» Your objective
A verbatim reproduction of all the entries is needed.
..........
PR #956, opened 2024-06-04
Payment events

SewerynKras:


src/payment/api.ts
```diff
@@ -3,6 +3,30 @@ import { Invoice } from "./invoice";
 import { DebitNote } from "./debit_note";
 import { Allocation } from "./allocation";
 
+export type PaymentEvents = {
+  allocationCreated: (allocation: Allocation) => void;
+  errorCreatingAllocation: (error: Error) => void;
```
..........
» Result of this exercise
PR #956, opened 2024-06-04
Payment events

SewerynKras:


src/payment/api.ts
```diff
@@ -3,6 +3,30 @@ import { Invoice } from "./invoice";
 import { DebitNote } from "./debit_note";
 import { Allocation } from "./allocation";
 
+export type PaymentEvents = {
+  allocationCreated: (allocation: Allocation) => void;
+  errorCreatingAllocation: (error: Error) => void;
```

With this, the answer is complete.